DIRECTIONS
For the listing below, output exactly the lines from the line with "the doc site." up to and including the line with "other platforms icons.", and no other lines.

MATERIAL SHOWN
Issue #1028, opened 2026-09-10
Scroll jumps back ~2 pages intermittently on Wayland (not on X11)


fregas:
zathura 2026.07.18, girara 2026.07.18, Fedora, Wayland session.

While scrolling down (touchpad), the view intermittently jumps back ~2
pages, then continues normally.

Ruled out:
- Backend: reproduces identically with mupdf-only and poppler-only
- Kinetic scrolling: GDK_ENABLE_KINETIC_SCROLLING=0 doesn't fix it
- Compositor/libinput-wide: another GTK PDF viewer (Evince) on the same
  session doesn't reproduce it
- Not reproducible under XWayland (GDK_BACKEND=x11)

Seems isolated to zathura on Wayland specifically.

kirasingla:
I am experiencing the same bug on Arch with zathura and girara 2026.07.18-1 using Sway. The issue does not happen when using the keyboard for window movements, and seems to happen at random as described.

pony-montana:
experiencing the same bug, on arch hyprland desktop

florencebiree:
same here, zathura 2026.07.18-1 from debian, with wayland/sway

sebastinas:
Please test #1030

JimnwQ:
Here's some ways to more easily reproduce the bug on 2026.07.18:
- Open large document (> 400 pages). Go 100 page down (100J). Try spamming short swipe gesture and `-`, `=` key at the same time. (So it scrolls a little bit, quickly stops and zooms out or in, quickly scrolls a little bit again, and so on)
- Try Alt + Touchpad Scrolling and while it's kinetic scrolling, spam `-` key.

My patch seem to solve both of those issues. Would very much appreciate if anyone can test it on large document for long time.

kirasingla:
The patch seems to fix the issues on my end as well. Tested with a 1500 page PDF and things ran smoothly.

sebastinas:
Fixed by #1030.

PR #1030, opened 2026-09-21
Fix cb_view_adjustment_changed* callbacks issues

JimnwQ:
Removes three FIXMEs in cb_view_adjustment_changed*:
- Fix stored_position hacks on cb_view_adjustment_value_changed
- Fix cb_view_adjustment_changed modifying the adjustment value

Closes:
- https://github.com/pwmt/zathura/issues/1028

The random scroll jumpings are occuring because GDK_SCROLL events are handled by GtkScrolledWindow internal scroll event listener, which sets adjustment values to it's private priv->unclamped_vadj_value + scroll_delta. As far as I can understand the girara session's GtkEventControllerScroll should handle all of them and no event should leak into GtkScrolledWindow's event controller, but it's still happening and I don't really know why.

To accommodate it, it's possible to allow both GtkScrolledWindow internal logic and installed mouse shortcuts to modify the adjustments. priv->unclamped_vadj_value and zathura->position_* should be set in adjustment value-changed signal callback, and refresh-view signal writes to the adjustment, so in theory everything is fine. The caveat is, GtkScrolledWindow's logic is bit weird and priv->unclamped_vadj_value is only set when the widget is not kinetic scrolling. And when the GDK_SCROLL event leaks, it starts kinetic scrolling hence never really sets priv->unclamped_vadj_value and just jumps to last place priv->unclamped_vadj_value is set to.

So the fix is simply cancelling kinetic scrolling whenever manually scrolling with position_set, sc_zoom so adjustment value-changed callback can correctly modify priv->unclamped_vadj_value.

This also restores the unintended feature of holding alt and scrolling allowing kinetic scrolling because ALT_MASK + GDK_SCROLL event handler is not installed, falling back to GtkScrolledWindow.

I thoroughly tested by pressing random keybindings on my machine, and so far didn't find any bug.

P.S. Thank you so much for creating such a great document viewer. Really been using zathura as the only document viewer forever.

Void Linux, Kernel 7.2.5, Sway (GDK_BACKEND=wayland)
GTK Version: 4.22.4
Girara Version: 2026.07.18

Edit: The only place where upper bound of adjustments is changed seem to be zooming, hence just restore the position ratio after setting the bounds on zoom.


zathura/shortcuts.c
```diff
@@ -1592,6 +1592,9 @@ bool sc_zoom(girara_session_t* session, girara_argument_t* argument, girara_even
   g_return_val_if_fail(argument != NULL, false);
   g_return_val_if_fail(zathura_has_document(zathura), false);
 
+  gtk_scrolled_window_set_kinetic_scrolling(GTK_SCROLLED_WINDOW(zathura->ui.view), FALSE);
```
sebastinas, line 1600: Please add a comment here why this is necessary.

zathura/zathura.c
```diff
@@ -1653,6 +1653,9 @@ bool position_set(zathura_t* zathura, double position_x, double position_y) {
     return true;
   }
 
+  gtk_scrolled_window_set_kinetic_scrolling(GTK_SCROLLED_WINDOW(zathura->ui.view), FALSE);
```
sebastinas, line 1661: As above.

sebastinas (changes requested):

sebastinas:
It'd appreciate somebody with Wayland to test this PR.

zathura/shortcuts.c
JimnwQ: Done! 861928de510b27fa29ec1520b11588ba79bca76c

PR #4052, opened 2025-04-28
Icons: Update guidance and alphabetize icons

### LINKED ISSUE #2930: Guidance / Update Icon page layout
### Duplicate check

### This update is for:

Component

### What is the name?

va-icon

- [X] When to use this component/pattern
- [ ] Usability guidance
- [ ] Accessibility considerations
- [ ] Content considerations
- [ ] Implementation
- [ ] Package information

The current foundation icon page uses categories in two ways: where the icon is used (ex. Messaging) and what type of icon it is (ex. Social). Also, sometimes an icon can logically fit into two different categories. This may lead to confusion on how to categorize icons and how to find the right one for a usage.

We need to restructure the layout of icon page to be easily scannable and searchable. Some research will be needed to determine the best layout. Open questions:

* Should we alphabetize the icons?
* Should we add other keywords for searchability? (Like we do in Figma.)
* Can we remove the reference to FA icons?
* Should we separate "Usage" into how and where it's used?
* Should foundation and component icon pages be combined to ease finding the right guidance?

### Additional Context

_No response_

danbrady:
## Related Issue

Closes #2930 

## Preview Environment Links

[Open Preview Environment](https://dev-design.va.gov/4052)


humancompanion-usds (commented):
I don't love that we're losing the IA in that we don't have a view now that shows all of the icons organized by section. Are we sure this is what VFS teams want? Or is this just easier for us to maintain?

danbrady:
@humancompanion-usds When the original issue was created, we discussed how the current icon groupings introduce several quirks:

* The categories mix *where* icons are used (Appointments, Profile, developer.va.gov, etc) with *how* they're used (Navigation, Interaction, etc.), which creates inconsistency.

* Some icons appear in multiple sections. For example, the “phone” icon is under both Appointments and Identification. I would suspect other icons show up in multiple places and are not captured in different sections on the doc site.

* If a user didn't know where the icon is used, how would they know what section to look at? For example, if the phone icon is needed, I would think Interaction or Navigation are the logical sections to look, not Appointments or Identification.

* Some icon categorization choices are unclear. For example, the YouTube logo appears under Navigation (possibly because of the va-icon variant?) and not under Social alongside other platforms icons.

* These inconsistencies can make it harder for VFS teams to locate the icons they need, especially if they don’t already know which section to look in.

Given those issues, we opted for alphabetical ordering to simplify the experience (as well as maintenance) and bring it in line with how other design systems (specifically [USWDS Icon](https://designsystem.digital.gov/components/icon/)) present their icons. (It would also be great to have a search in our storybook, similar to USWDS, to help find icons.)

RESULT
* Some icons appear in multiple sections. For example, the “phone” icon is under both Appointments and Identification. I would suspect other icons show up in multiple places and are not captured in different sections on the doc site.

* If a user didn't know where the icon is used, how would they know what section to look at? For example, if the phone icon is needed, I would think Interaction or Navigation are the logical sections to look, not Appointments or Identification.

* Some icon categorization choices are unclear. For example, the YouTube logo appears under Navigation (possibly because of the va-icon variant?) and not under Social alongside other platforms icons.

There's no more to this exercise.